§ **Given records**:
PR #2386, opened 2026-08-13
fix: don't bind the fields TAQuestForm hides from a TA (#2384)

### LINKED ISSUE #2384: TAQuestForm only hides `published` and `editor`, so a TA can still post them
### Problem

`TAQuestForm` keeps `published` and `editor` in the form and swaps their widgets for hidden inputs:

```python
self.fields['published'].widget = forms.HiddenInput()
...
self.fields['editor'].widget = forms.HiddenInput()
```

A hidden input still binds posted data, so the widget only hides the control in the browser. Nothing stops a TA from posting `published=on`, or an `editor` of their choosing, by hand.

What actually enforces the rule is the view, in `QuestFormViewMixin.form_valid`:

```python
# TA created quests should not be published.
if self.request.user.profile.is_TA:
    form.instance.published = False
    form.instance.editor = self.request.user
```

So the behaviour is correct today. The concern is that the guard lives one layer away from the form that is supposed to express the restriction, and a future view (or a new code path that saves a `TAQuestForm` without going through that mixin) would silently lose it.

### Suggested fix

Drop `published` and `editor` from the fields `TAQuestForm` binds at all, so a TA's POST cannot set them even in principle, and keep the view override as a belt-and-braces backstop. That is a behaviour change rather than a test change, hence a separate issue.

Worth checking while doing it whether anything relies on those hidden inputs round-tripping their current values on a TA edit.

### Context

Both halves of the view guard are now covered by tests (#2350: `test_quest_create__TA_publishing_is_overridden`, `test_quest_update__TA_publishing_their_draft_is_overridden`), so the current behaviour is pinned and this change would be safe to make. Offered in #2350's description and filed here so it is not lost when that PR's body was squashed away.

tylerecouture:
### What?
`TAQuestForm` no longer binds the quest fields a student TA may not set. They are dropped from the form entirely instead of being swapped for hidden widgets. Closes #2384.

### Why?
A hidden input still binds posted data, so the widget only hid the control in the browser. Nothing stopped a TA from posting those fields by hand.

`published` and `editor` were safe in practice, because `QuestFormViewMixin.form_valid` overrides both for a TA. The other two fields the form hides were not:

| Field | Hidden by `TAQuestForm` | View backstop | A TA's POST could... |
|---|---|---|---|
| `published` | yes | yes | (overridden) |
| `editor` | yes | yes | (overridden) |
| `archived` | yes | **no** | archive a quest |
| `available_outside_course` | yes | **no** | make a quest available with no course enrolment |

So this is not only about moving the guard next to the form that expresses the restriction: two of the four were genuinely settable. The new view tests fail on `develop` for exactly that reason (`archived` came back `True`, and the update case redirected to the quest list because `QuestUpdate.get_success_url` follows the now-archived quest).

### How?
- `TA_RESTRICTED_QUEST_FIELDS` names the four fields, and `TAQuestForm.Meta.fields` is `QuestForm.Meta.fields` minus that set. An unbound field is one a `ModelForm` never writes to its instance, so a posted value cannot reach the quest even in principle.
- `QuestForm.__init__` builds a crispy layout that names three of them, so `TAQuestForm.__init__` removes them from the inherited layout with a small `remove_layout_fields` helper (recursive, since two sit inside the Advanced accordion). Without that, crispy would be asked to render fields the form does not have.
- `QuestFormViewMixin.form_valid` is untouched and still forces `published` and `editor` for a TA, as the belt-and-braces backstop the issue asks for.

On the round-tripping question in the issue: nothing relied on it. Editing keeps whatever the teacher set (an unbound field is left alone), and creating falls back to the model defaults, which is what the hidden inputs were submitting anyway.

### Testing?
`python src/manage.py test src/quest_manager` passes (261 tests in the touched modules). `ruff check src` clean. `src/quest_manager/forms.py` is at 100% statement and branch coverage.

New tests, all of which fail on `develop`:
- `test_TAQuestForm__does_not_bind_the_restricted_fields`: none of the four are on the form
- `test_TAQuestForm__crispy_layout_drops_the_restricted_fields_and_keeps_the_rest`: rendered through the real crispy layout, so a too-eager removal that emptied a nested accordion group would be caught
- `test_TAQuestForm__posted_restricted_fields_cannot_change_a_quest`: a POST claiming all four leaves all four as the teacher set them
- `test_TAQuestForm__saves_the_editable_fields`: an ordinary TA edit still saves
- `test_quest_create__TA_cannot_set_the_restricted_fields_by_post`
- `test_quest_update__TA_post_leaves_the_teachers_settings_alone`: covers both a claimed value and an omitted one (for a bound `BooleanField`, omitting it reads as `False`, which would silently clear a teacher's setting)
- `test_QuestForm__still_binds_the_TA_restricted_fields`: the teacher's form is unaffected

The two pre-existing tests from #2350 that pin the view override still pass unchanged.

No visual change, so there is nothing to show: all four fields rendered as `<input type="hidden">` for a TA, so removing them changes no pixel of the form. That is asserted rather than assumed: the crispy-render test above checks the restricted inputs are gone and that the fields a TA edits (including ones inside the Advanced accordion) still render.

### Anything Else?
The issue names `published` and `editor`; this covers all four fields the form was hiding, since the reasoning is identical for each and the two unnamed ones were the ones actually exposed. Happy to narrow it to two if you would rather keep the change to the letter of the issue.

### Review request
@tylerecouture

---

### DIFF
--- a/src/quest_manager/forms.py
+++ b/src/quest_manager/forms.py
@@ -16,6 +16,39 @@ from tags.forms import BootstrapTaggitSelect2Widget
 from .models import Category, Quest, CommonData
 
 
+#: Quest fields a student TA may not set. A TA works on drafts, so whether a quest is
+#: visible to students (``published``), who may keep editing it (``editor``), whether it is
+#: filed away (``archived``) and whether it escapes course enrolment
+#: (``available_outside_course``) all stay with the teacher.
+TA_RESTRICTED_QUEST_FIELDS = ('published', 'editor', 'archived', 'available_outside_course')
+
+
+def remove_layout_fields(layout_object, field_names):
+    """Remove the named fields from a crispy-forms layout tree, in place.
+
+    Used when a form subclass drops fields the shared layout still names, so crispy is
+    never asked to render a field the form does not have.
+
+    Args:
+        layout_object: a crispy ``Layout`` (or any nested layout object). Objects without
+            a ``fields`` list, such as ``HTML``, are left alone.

§ **Activity**: Each entry should be retyped exactly as given.

§ **Output below**:
PR #2386, opened 2026-08-13
fix: don't bind the fields TAQuestForm hides from a TA (#2384)

### LINKED ISSUE #2384: TAQuestForm only hides `published` and `editor`, so a TA can still post them
### Problem

`TAQuestForm` keeps `published` and `editor` in the form and swaps their widgets for hidden inputs:

```python
self.fields['published'].widget = forms.HiddenInput()
...
self.fields['editor'].widget = forms.HiddenInput()
```

A hidden input still binds posted data, so the widget only hides the control in the browser. Nothing stops a TA from posting `published=on`, or an `editor` of their choosing, by hand.

What actually enforces the rule is the view, in `QuestFormViewMixin.form_valid`:

```python
# TA created quests should not be published.
if self.request.user.profile.is_TA:
    form.instance.published = False
    form.instance.editor = self.request.user
```

So the behaviour is correct today. The concern is that the guard lives one layer away from the form that is supposed to express the restriction, and a future view (or a new code path that saves a `TAQuestForm` without going through that mixin) would silently lose it.

### Suggested fix

Drop `published` and `editor` from the fields `TAQuestForm` binds at all, so a TA's POST cannot set them even in principle, and keep the view override as a belt-and-braces backstop. That is a behaviour change rather than a test change, hence a separate issue.

Worth checking while doing it whether anything relies on those hidden inputs round-tripping their current values on a TA edit.

### Context

Both halves of the view guard are now covered by tests (#2350: `test_quest_create__TA_publishing_is_overridden`, `test_quest_update__TA_publishing_their_draft_is_overridden`), so the current behaviour is pinned and this change would be safe to make. Offered in #2350's description and filed here so it is not lost when that PR's body was squashed away.

tylerecouture:
### What?
`TAQuestForm` no longer binds the quest fields a student TA may not set. They are dropped from the form entirely instead of being swapped for hidden widgets. Closes #2384.

### Why?
A hidden input still binds posted data, so the widget only hid the control in the browser. Nothing stopped a TA from posting those fields by hand.

`published` and `editor` were safe in practice, because `QuestFormViewMixin.form_valid` overrides both for a TA. The other two fields the form hides were not:

| Field | Hidden by `TAQuestForm` | View backstop | A TA's POST could... |
|---|---|---|---|
| `published` | yes | yes | (overridden) |
| `editor` | yes | yes | (overridden) |
| `archived` | yes | **no** | archive a quest |
| `available_outside_course` | yes | **no** | make a quest available with no course enrolment |

So this is not only about moving the guard next to the form that expresses the restriction: two of the four were genuinely settable. The new view tests fail on `develop` for exactly that reason (`archived` came back `True`, and the update case redirected to the quest list because `QuestUpdate.get_success_url` follows the now-archived quest).

### How?
- `TA_RESTRICTED_QUEST_FIELDS` names the four fields, and `TAQuestForm.Meta.fields` is `QuestForm.Meta.fields` minus that set. An unbound field is one a `ModelForm` never writes to its instance, so a posted value cannot reach the quest even in principle.
- `QuestForm.__init__` builds a crispy layout that names three of them, so `TAQuestForm.__init__` removes them from the inherited layout with a small `remove_layout_fields` helper (recursive, since two sit inside the Advanced accordion). Without that, crispy would be asked to render fields the form does not have.
- `QuestFormViewMixin.form_valid` is untouched and still forces `published` and `editor` for a TA, as the belt-and-braces backstop the issue asks for.

On the round-tripping question in the issue: nothing relied on it. Editing keeps whatever the teacher set (an unbound field is left alone), and creating falls back to the model defaults, which is what the hidden inputs were submitting anyway.

### Testing?
`python src/manage.py test src/quest_manager` passes (261 tests in the touched modules). `ruff check src` clean. `src/quest_manager/forms.py` is at 100% statement and branch coverage.

New tests, all of which fail on `develop`:
- `test_TAQuestForm__does_not_bind_the_restricted_fields`: none of the four are on the form
- `test_TAQuestForm__crispy_layout_drops_the_restricted_fields_and_keeps_the_rest`: rendered through the real crispy layout, so a too-eager removal that emptied a nested accordion group would be caught
- `test_TAQuestForm__posted_restricted_fields_cannot_change_a_quest`: a POST claiming all four leaves all four as the teacher set them
- `test_TAQuestForm__saves_the_editable_fields`: an ordinary TA edit still saves
- `test_quest_create__TA_cannot_set_the_restricted_fields_by_post`
- `test_quest_update__TA_post_leaves_the_teachers_settings_alone`: covers both a claimed value and an omitted one (for a bound `BooleanField`, omitting it reads as `False`, which would silently clear a teacher's setting)
- `test_QuestForm__still_binds_the_TA_restricted_fields`: the teacher's form is unaffected

The two pre-existing tests from #2350 that pin the view override still pass unchanged.

No visual change, so there is nothing to show: all four fields rendered as `<input type="hidden">` for a TA, so removing them changes no pixel of the form. That is asserted rather than assumed: the crispy-render test above checks the restricted inputs are gone and that the fields a TA edits (including ones inside the Advanced accordion) still render.

### Anything Else?
The issue names `published` and `editor`; this covers all four fields the form was hiding, since the reasoning is identical for each and the two unnamed ones were the ones actually exposed. Happy to narrow it to two if you would rather keep the change to the letter of the issue.

### Review request
@tylerecouture

---

### DIFF
--- a/src/quest_manager/forms.py
+++ b/src/quest_manager/forms.py
@@ -16,6 +16,39 @@ from tags.forms import BootstrapTaggitSelect2Widget
 from .models import Category, Quest, CommonData
 
 
+#: Quest fields a student TA may not set. A TA works on drafts, so whether a quest is
+#: visible to students (``published``), who may keep editing it (``editor``), whether it is
+#: filed away (``archived``) and whether it escapes course enrolment
+#: (``available_outside_course``) all stay with the teacher.
+TA_RESTRICTED_QUEST_FIELDS = ('published', 'editor', 'archived', 'available_outside_course')
+
+
+def remove_layout_fields(layout_object, field_names):
+    """Remove the named fields from a crispy-forms layout tree, in place.
+
+    Used when a form subclass drops fields the shared layout still names, so crispy is
+    never asked to render a field the form does not have.
+
+    Args:
+        layout_object: a crispy ``Layout`` (or any nested layout object). Objects without
+            a ``fields`` list, such as ``HTML``, are left alone.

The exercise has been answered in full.